PR #1427, opened 2020-07-23
Build CCF with LVI mitigations

### LINKED ISSUE #1315: CCF should build and use a build of OpenEnclave using LVI mitigations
....................
■ **What this task involves**: The required answer is every line of the data, duplicated exactly.

■ **Result**:
PR #1427, opened 2020-07-23
Build CCF with LVI mitigations

### LINKED ISSUE #1315: CCF should build and use a build of OpenEnclave using LVI mitigations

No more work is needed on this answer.